PR #18, opened 2021-02-12
DBZ-2908 Remove DECIMAL string sanitisation for Vitess 9 GA

keweishang:
- https://issues.redhat.com/browse/DBZ-3100
- https://issues.redhat.com/browse/DBZ-2908

Vitess 9.0.0 GA has fixed the bug on the server-side. Also, the Vitess Connector starts to support Vitess 9.0.0 GA from now on.

### DIFF
--- a/src/main/java/io/debezium/connector/vitess/connection/ReplicationMessageColumnValueResolver.java
+++ b/src/main/java/io/debezium/connector/vitess/connection/ReplicationMessageColumnValueResolver.java
@@ -6,15 +6,12 @@
 package io.debezium.connector.vitess.connection;
 
 import java.sql.Types;
-import java.util.regex.Pattern;
 
 import io.debezium.connector.vitess.VitessType;
 import io.vitess.proto.Query;
 
 /** Resolve raw column value to Java value */
 public class ReplicationMessageColumnValueResolver {
-
-    private static Pattern WHITESPACE_PATTERN = Pattern.compile("\\s+");
 
     public static Object resolveValue(
                                       VitessType vitessType, ReplicationMessage.ColumnValue value, boolean includeUnknownDatatypes) {
@@ -35,9 +32,6 @@ public class ReplicationMessageColumnValueResolver {
                     return value.asLong();
                 }
             case Types.VARCHAR:
-                if (Query.Type.DECIMAL.name().equals(vitessType.getName())) {
-                    return WHITESPACE_PATTERN.matcher(value.asString()).replaceAll("");
-                }
                 return value.asString();
             case Types.FLOAT:
                 return value.asFloat();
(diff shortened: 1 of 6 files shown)


rgibaiev (approved):
I guess, would be good to update the documentation to state that we support Vitess starting from version 9 :)
Technically we support version 8 as well, but.. with some minor peculiarities

gunnarmorling:
Ok, so support for 8 would be limited then, as the decimal issue would surface there, correct? Still fine for me to solely focus on the latest and greatest at this point. We might want to ensure more stability later on, though. Could you only accordingly update https://github.com/debezium/debezium.github.io/blob/develop/_data/releases/1.5/series.yml, too? We also could put 8 and 9, if you state the limitation in the docs PR.

keweishang:
>Ok, so support for 8 would be limited then, as the decimal issue would surface there, correct?
Correct, the decimal issue would surface in Vitess 8. They've fixed it in Vitess 9 only. It seems that the Vitess community is solely focusing on the newer versions. They have a fast quarterly major release cycle (e.g. 3 months between Vitess 8.0.0 GA and Vitess 9.0.0 GA).

>Could you only accordingly update https://github.com/debezium/debezium.github.io/blob/develop/_data/releases/1.5/series.yml, too?
I've submitted another PR for this: https://github.com/debezium/debezium/pull/2121

>Still fine for me to solely focus on the latest and greatest at this point. We might want to ensure more stability later on, though.
I agree. Right now, we're simply mirroring Vitess's release fast pace of release cycle. Once their release cycle is getting more stable, we want to ensure more stability later on.

>We also could put 8 and 9, if you state the limitation in the docs PR.
I have an idea. I can create another section in the Vitess Documentation dedicated to limitations when using the Vitess Connector against older versions of Vitess. WDYT? @gunnarmorling @rgibaiev

gunnarmorling:
>  I can create another section in the Vitess Documentation dedicated to
limitations when using the Vitess Connector against older versions of
Vitess.

Yes, I think this would work. For the compatibility matrix on the website,
it might be nice to then say one of the following:

* 8*, 9 (and at the bottom, to explain the "*": See the Vitess connector
documentation (link) for limitations when using the connector with earlier
Vitess versions)
* 9* (and at the bottom, to explain the "*": See the Vitess connector
documentation (link) for limitations when using the connector with earlier
Vitess versions)

WDYT?

>

keweishang:
>* 8*, 9 (and at the bottom, to explain the "*": See the Vitess connector documentation (link) for limitations when using the connector with earlier Vitess versions)

This sounds good to me. I'll update the Vitess Documentation this weekend.

gunnarmorling (approved):

gunnarmorling:
Thx!

PR #19, opened 2021-02-16
DBZ-3115 Add integration test for JSON column

keweishang:
https://issues.redhat.com/browse/DBZ-3115

### DIFF
--- a/src/main/java/io/debezium/connector/vitess/VitessValueConverter.java
+++ b/src/main/java/io/debezium/connector/vitess/VitessValueConverter.java
@@ -10,6 +10,7 @@ import java.time.ZoneOffset;
 import org.apache.kafka.connect.data.Field;
 import org.apache.kafka.connect.data.SchemaBuilder;
 
+import io.debezium.data.Json;
 import io.debezium.jdbc.JdbcValueConverters;
 import io.debezium.jdbc.TemporalPrecisionMode;
 import io.debezium.relational.Column;
@@ -32,6 +33,11 @@ public class VitessValueConverter extends JdbcValueConverters {
     // Get Kafka connect schema from Debebzium column.
     @Override
     public SchemaBuilder schemaBuilder(Column column) {
+        String typeName = column.typeName().toUpperCase();
+        if (matches(typeName, "JSON")) {
+            return Json.builder();
+        }
+
         final SchemaBuilder jdbcSchemaBuilder = super.schemaBuilder(column);
         if (jdbcSchemaBuilder == null) {
             return includeUnknownDatatypes ? SchemaBuilder.bytes() : null;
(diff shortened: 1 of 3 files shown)


rgibaiev (approved):

gunnarmorling (commented):
Thanks! So this should use the `io.debezium.data.Json` logical type (see class of that name in core and where it's used). This might not be the case yet?

keweishang:
That's a good point. Unfortunately, Vitess Connector doesn't export any `io.debezium` semantic type (schema name) yet, same for other column types.

I'll try and add `io.debezium.data.Json` semantic type (schema name) to the JSON column type. I'll ping you when it's ready @gunnarmorling

keweishang:
Currently, we have the following AVRO schema (if we use AVRO converter) for the JSON column:
```
{
    "name": "json_col",
    "type": [
        "null",
        "string"
    ],
    "default": null
}
```

I think what we really want is:
```
{
    "name": "json_col",
    "type": [
        "null",
        {
            "type": "string",
            "connect.version": 1,
            "connect.name": "io.debezium.data.Json"
        }
    ],
    "default": null
}
```

gunnarmorling:
> I think what we really want is ...

Yes; the output should be the same as for a JSON column captured with the MySQL connector. These semantic types allow a consumer to interpret this accordingly, e.g. in this case feed it to a JSON parser optionally.

Good point re usage of semantic types in general, I wasn't aware of that. Leaving it to you whether to do this as part of this PR/issue or separately. Would be good to double-check with the MySQL connector which one it affects, e.g. SET, YEAR, ENUM etc.

keweishang:
>These semantic types allow a consumer to interpret this accordingly, e.g. in this case feed it to a JSON parser optionally.

Thanks for the explanation. That answered my question about the use cases of these semantic types.

I've added the semantic type for the `JSON` column type in this PR. Since we're working on adding supports for ENUM, SET, I'll add semantic types for those types in separate PRs.

This PR is ready to be reviewed now.

gunnarmorling:
Applied, thx!

gunnarmorling:
@keweishang, looks like there's an intermittent test failure introduced by this: https://github.com/debezium/debezium-connector-vitess/runs/1911049611. Ordering in the JSON array isn't stable, so sometimes the assertion fails. You'd probably have to access the specific keys and assert their values. Or, we also could introduce JSONAssert: https://github.com/skyscreamer/JSONassert. May be a bit too much for that case alone, but I could see it being useful elsewhere, and as it is a test-only dependency, we can more easily add it.

keweishang:
@gunnarmorling, thanks for the heads-up and investigation. Indeed it seems that the ordering of the JSON keys isn't stable. I'll fix it today with https://github.com/skyscreamer/JSONassert, I think it's worth it to include this test-only dependency.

#### [WHAT TO PRODUCE]
The entries above hold a line with "import org.apache.kafka.connect.data.SchemaBuilder;" and a later line with "I'll try and". Write out exactly those lines and all lines between, nothing more.

#### [EXERCISE RESULT]
 import org.apache.kafka.connect.data.SchemaBuilder;
 
+import io.debezium.data.Json;
 import io.debezium.jdbc.JdbcValueConverters;
 import io.debezium.jdbc.TemporalPrecisionMode;
 import io.debezium.relational.Column;
@@ -32,6 +33,11 @@ public class VitessValueConverter extends JdbcValueConverters {
     // Get Kafka connect schema from Debebzium column.
     @Override
     public SchemaBuilder schemaBuilder(Column column) {
+        String typeName = column.typeName().toUpperCase();
+        if (matches(typeName, "JSON")) {
+            return Json.builder();
+        }
+
         final SchemaBuilder jdbcSchemaBuilder = super.schemaBuilder(column);
         if (jdbcSchemaBuilder == null) {
             return includeUnknownDatatypes ? SchemaBuilder.bytes() : null;
(diff shortened: 1 of 3 files shown)


rgibaiev (approved):

gunnarmorling (commented):
Thanks! So this should use the `io.debezium.data.Json` logical type (see class of that name in core and where it's used). This might not be the case yet?

keweishang:
That's a good point. Unfortunately, Vitess Connector doesn't export any `io.debezium` semantic type (schema name) yet, same for other column types.

I'll try and add `io.debezium.data.Json` semantic type (schema name) to the JSON column type. I'll ping you when it's ready @gunnarmorling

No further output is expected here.